1. My uncle once: built the coolest swing ever with my grandfather.
2. Never in my life: have i been to the land of my people.
3. When I was five: i didn't have to worry about anything.
4. High School is: a right of passage, a necessary evil, but only happens once.
6. I once met: Dr. Drew from Loveline.
7. There's this girl I know who: has the word "wanderlust" tattooed on her wrist. i secretly think it's cool.
8. Once, at a bar: i was so drunk that i fell out of a chair and didn't realize it until i was actually on the floor. i remember the waitress asking if i had a way of getting home. (not my best moment.)
10. Last night: i ate meatloaf and watched evil Wendy Pepper win at Celebrity Poker Showdown.
12. Next time I go to church: will probably be at Christmas.
15. When I turn my head left, I see: one white and one pink paper lantern hanging from my ceiling.
16. When I turn my head right, i see: my bed with its new duvet cover on it and the rest of my tiny room beyond.
18. How many days until my birthday (the best day of the year)?: um, a lot. i'm too lazy to count.
19. If I was a character written by Shakespeare I'd be: some bit part with one hilarious line, which includes a double entendre or something equally witty, snarky or sarcastic. i'm not interesting enough to be a juliet.
20. By this time next year: i will be a year older and closer to graduation.
21. A better name for me would be: i dunno. i kinda like my name.
22. I have a hard time understanding: football.
23. If I ever go back to school I'll: be up to my eyeballs in debt.
24. You know I like you if: i get tongue-tied or fidgety or my face gets hot.
25. If I won an award, the first person I'd thank would be: my parents and all who support my artistic endeavors.
27. Take my advice: "failure is never as frightening as regret" (got that from a design magazine).

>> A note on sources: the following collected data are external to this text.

PR #5025, opened 2021-06-19
Improving common-arcana's handling of khri 

wstampley:
Several issues were discovered during testing with the new pick (which checks buffs more regularly). This will make it easier to use khri in multiple ways through the multiple entry points (combat-trainer, buff, etc.)

- format tolerant
- common usability
- improved detection for already running to prevent unnecessary retreat / kneeling

### DIFF
--- a/combat-trainer.lic
+++ b/combat-trainer.lic
@@ -2058,19 +2058,18 @@ class AbilityProcess
       fput action
       waitrt?
     end
+
     @khri
       .map { |name| "Khri #{name}" }
       .each do |name|
         next if game_state.danger && DRCA.kneel_for_khri?(@kneel_khri, name)
-        timer = game_state.cooldown_timers[name]
-        next unless !timer || (Time.now - timer).to_i > 30
         if DRCA.activate_khri?(@kneel_khri, name)
-          game_state.cooldown_timers[name] = Time.now
           echo "Activated khri #{name}" if $debug_mode_ct
         else
           echo "Did not activate khri #{name}" if $debug_mode_ct
         end
       end
+
     @barb_buffs
       .select { |name| Flags["ap-#{name}-expired"] }
       .reject { |name| DRSpells.active_spells[name] }
--- a/combat-trainer.lic
+++ b/combat-trainer.lic
@@ -2063,7 +2063,11 @@ class AbilityProcess
       .map { |name| "Khri #{name}" }
       .each do |name|
         next if game_state.danger && DRCA.kneel_for_khri?(@kneel_khri, name)
+        timer = game_state.cooldown_timers[name]
+        next unless !timer || (Time.now - timer).to_i > 30
+
         if DRCA.activate_khri?(@kneel_khri, name)
+          game_state.cooldown_timers[name] = Time.now
           echo "Activated khri #{name}" if $debug_mode_ct
         else
           echo "Did not activate khri #{name}" if $debug_mode_ct
--- a/common-arcana.lic
+++ b/common-arcana.lic
@@ -70,10 +70,10 @@ module DRCA
     abilities = abilities.drop(1) if should_delay
 
     # Check each khri in the list against Active Spells, Drop any that are active
-    needed_abilities = abilities.select { |ability| DRSpells.active_spells["Khri #{ability}"].nil? }
+    needed_abilities = abilities.select { |ability_to_check| DRSpells.active_spells["Khri #{ability_to_check}"].nil? }
     return false if needed_abilities.empty?
 
-    kneel = needed_abilities.any? { |ability| kneel_for_khri?(settings_kneel, ability) }
+    kneel = needed_abilities.any? { |ability_to_check| kneel_for_khri?(settings_kneel, ability_to_check) }
     DRC.retreat if kneel
     DRC.bput('kneel', 'You kneel', 'You are already', 'You rise') if kneel && !kneeling?
 
--- a/common-arcana.lic
+++ b/common-arcana.lic
@@ -81,7 +81,7 @@ module DRCA
     waitrt?
     DRC.fix_standing
 
-    ['Your body is willing', 'You have not recovered'].include?(result)
+    ['Your mind and body are willing', 'Your body is willing', 'You have not recovered'].exclude?(result)
   end
 
   def kneel_for_khri?(kneel, ability)
--- a/common-arcana.lic
+++ b/common-arcana.lic
@@ -71,7 +71,7 @@ module DRCA
 
     # Check each khri in the list against Active Spells, Drop any that are active
     needed_abilities = abilities.select { |ability_to_check| DRSpells.active_spells["Khri #{ability_to_check}"].nil? }
-    return false if needed_abilities.empty?
+    return true if needed_abilities.empty?
 
     kneel = needed_abilities.any? { |ability_to_check| kneel_for_khri?(settings_kneel, ability_to_check) }
     DRC.retreat if kneel
@@ -81,7 +81,7 @@ module DRCA
     waitrt?
     DRC.fix_standing
 
-    ['Your mind and body are willing', 'Your body is willing', 'You have not recovered'].exclude?(result)
+    return !['Your mind and body are willing', 'Your body is willing', 'You have not recovered'].include?(result)
   end
 
   def kneel_for_khri?(kneel, ability)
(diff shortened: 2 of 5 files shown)


KatoakDR:
Code looks good to me. I’ll try it out tonight-tomorrow. 

Would you mind adding tests where multiple khri try to be activated together? For example, mock Khri Hasten is active/inactive and do`DRCA.activate_khri?(false, 'Khri Hasten Focus')`

wstampley:
> Code looks good to me. I’ll try it out tonight-tomorrow.
> 
> Would you mind adding tests where multiple khri try to be activated together? For example, mock Khri Hasten is active/inactive and do`DRCA.activate_khri?(false, 'Khri Hasten Focus')`

Yeah. I'm still adding test cases, that's why it is still in draft.

KatoakDR:
Thanks for the optimizations! So far so good 👍 

```yaml
waggle_sets:
  default:
  - Focus Hasten
  - Avoidance Harrier
  - Dampen
```


```
> khri harrier
> 
With mental effort, you center your mind on improving your physical prowess.
Roundtime: 3 sec.

>;buff

--- Lich: buff active.

[buff]>Khri Focus Hasten
> 
Focusing intently, you mentally weave together the two mantras until their essences flow through you, increasing your abilities.

With deep breaths, you recall your training and focus your mind to hone in on improving your physical dexterity.
Centering your mind, you allow your practiced discipline to spread throughout your body, making thought and motion one.
Roundtime: 5 sec.
> 
```
_Note in the next activation it skips Harrier because it's already active_ 👍 
```
[buff]>Khri Avoidance

Taking a deep breath, you focus on making your mind and body one, your mental discipline trained on quickly noticing, analyzing, and dodging approaching threats.
Roundtime: 3 sec.
> 
[buff]>Khri Dampen

Focusing your mind, you attempt to attune your senses to even your most minor movements.  You quickly feel more comfortable with your ability to control your motions to prevent detection.
Roundtime: 3 sec.
> 
--- Lich: buff has exited.
```

rpherbig:
Code looks good to me ✔️

wstampley:
Looks like fixing the return value of the activate_khri function (true when it actually activates one like it seems the intent was) triggers some buff timer/logic that shouldn't really be in combat trainer anymore.

Should probably wait a little bit while I do some more testing here.

KatoakDR:
> Looks like fixing the return value of the activate_khri function (true when it actually activates one like it seems the intent was) triggers some buff timer/logic that shouldn't really be in combat trainer anymore.
> 
> Should probably wait a little bit while I do some more testing here.

Should the last line of `activate_khri?` return the opposite of what it currently does?
```ruby
['Your body is willing', 'You have not recovered'].include?(result)
```
This looks like to me that it returns `true` if you're NOT able to activate the khri but we should be returning `true` if the result does NOT include those strings, right?

wstampley:
> > Looks like fixing the return value of the activate_khri function (true when it actually activates one like it seems the intent was) triggers some buff timer/logic that shouldn't really be in combat trainer anymore.
> > Should probably wait a little bit while I do some more testing here.
> 
> Should the last line of `activate_khri?` return the opposite of what it currently does?
> 
> ```ruby
> ['Your body is willing', 'You have not recovered'].include?(result)
> ```
> 
> This looks like to me that it returns `true` if you're NOT able to activate the khri but we should be returning `true` if the result does NOT include those strings, right?

Yep. But when I fix that (and the tests for it), it starts triggering a block of combat-trainer, that looks like it sets a timer on all khri starts for some reason.

combat-trainer.lic
```diff
@@ -2063,7 +2063,11 @@ class AbilityProcess
       .map { |name| "Khri #{name}" }
       .each do |name|
         next if game_state.danger && DRCA.kneel_for_khri?(@kneel_khri, name)
+        timer = game_state.cooldown_timers[name]
+        next unless !timer || (Time.now - timer).to_i > 30
+
```
KatoakDR: What happened that the timers were needed? I would think that `spellmonitor` keeping track of your abilities and `DRCA.activate_khri?` using `DRSpells.active_spells` would mean it'd know if the abilities were up or not.

KatoakDR: Or, is this more of a "don't check to rebuff more of than every 30 seconds"?

wstampley: I think this is added primarily to keep it from re-checking too often for things that succeeded (especially for people who run 'delay <whatever>' in their khri for the slow start + better effect versions).

It might be interesting to try and figure out a 'pending spells' mechanic somewhere in the system so that activate khri w/ delay could say "consider this running for 30 seconds until it really is running", but for now, this timer fixes it for combat, and most people aren't spam running buff so it doesn't matter there.

common-arcana.lic
```diff
@@ -46,23 +46,42 @@ module DRCA
...
-    return false if DRSpells.active_spells[ability]
+    abilities = ability.split.map(&:capitalize)
 
-    kneel = kneel_for_khri?(settings_kneel, ability)
+    # Standardize for with/without 'Khri' on the front
+    abilities = abilities.drop(1) if abilities.first.casecmp('khri') == 0
+
+    # Handling for 'Delay'
+    should_delay = abilities.first.casecmp('delay') == 0
+    abilities = abilities.drop(1) if should_delay
```
KatoakDR, line 70: This may make as a good utility method. I could see this being re-used in `combat-trainer` at line 2062 to split out the khris specified in the `buff_nonspells.khri` setting, particularly if people specify "khri delay xxx" or "khri xxx yyy zzz".

common-arcana.lic
```diff
@@ -46,23 +46,42 @@ module DRCA
...
     DRC.retreat if kneel
     DRC.bput('kneel', 'You kneel', 'You are already', 'You rise') if kneel && !kneeling?
-    result = DRC.bput(ability, get_data('spells').khri_preps)
+
+    result = DRC.bput("Khri #{should_delay ? 'Delay ' : ''}#{needed_abilities.join(' ')}", get_data('spells').khri_preps)
     waitrt?
     DRC.fix_standing
 
-    ['Your body is willing', 'You have not recovered'].include?(result)
+    return !['Your mind and body are willing', 'Your body is willing', 'You have not recovered'].include?(result)
```
KatoakDR, line 84: 6 of one, half dozen of another. What are your thoughts on changing `include?` to `none?` ?
```suggestion
    return ['Your mind and body are willing', 'Your body is willing', 'You have not recovered'].none?(result)
```

common-arcana.lic
KatoakDR, line 70: Lines 63-70 may make as a good utility method. I could see this being re-used in `combat-trainer` at line 2062 to split out the khris specified in the `buff_nonspells.khri` setting, particularly if people specify "khri delay xxx" or "khri xxx yyy zzz".

common-arcana.lic
wstampley: I don't see that on this version of ruby:
https://ruby-doc.org/core-2.5.5/Array.html

Am I just missing it?

common-arcana.lic
wstampley: the lines from buff_nonspells.khri end up passing through this code anyway.

The .map in combat_trainer that pins 'khri' on the front of everything could probably be removed as it shouldn't be needed for the timer key, and isn't needed as an input to this method anymore.

common-arcana.lic
KatoakDR: It’s inherited from the Enumerable parent class: https://ruby-doc.org/core-2.5.5/Enumerable.html#method-i-none-3F

I missed it originally too; those docs don’t make it clear what methods are available due to inheritance, you have to go to the parent classes to find them :(

wstampley: Well, that's decidedly annoying. It shows some methods, but not all of them - made me assume all that worked were documented. I'll poke around at it.

wstampley:
@rpherbig - I think this is ready.

KatoakDR (approved):
Been working well for me for the past few days with the following:

```yaml
waggle_sets:
  combat:
  - Strike Steady
  - Terrify
  - Focus Hasten
  - Avoidance Harrier
  - Dampen
  pick:
  - Focus Hasten Safe
  steal:
  - Plunder Darken
 ```

rpherbig:
@wstampley the code looks good - can you fix the merge conflict?

wstampley:
> @wstampley the code looks good - can you fix the merge conflict?

This is fixed.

28. My ideal breakfast is: actually brunch from Pomelo--the Chelsea: eggs over hard, fruit, potatoes and a side of bacon. mmmmmm.
30. If you visit my hometown: you'll find the first-ever Wal-Mart Super Center. whoopeeeee!
32. Why won't someone: invent a time machine already?!?! damnit!! (sorry, i copied that from the last person)
33. If you spend the night at my house: you'll sleep on a comfy air mattress.
34. I'd stop my wedding if: there were a major natural disaster about to occur... but even then, i might go through with it because i'd want to die married to my fiance.
35. The world could do without: hatred, corruption, close-minded people, homelessness, poverty, global warming...
36. I'd rather lick the belly of a cockroach than: lick a maggot.
37. My favorite blonde is: Sean Connery. Oh wait, that said "blonde" didn't it?
38. Paper clips are more useful than: your thumb and forefinger.
39. If I do anything well, it is: laughing, and loving. Oh, and killing time writing things like this.
40. And by the way: your fly's undone.
41. The last time I was high: was approximately... never.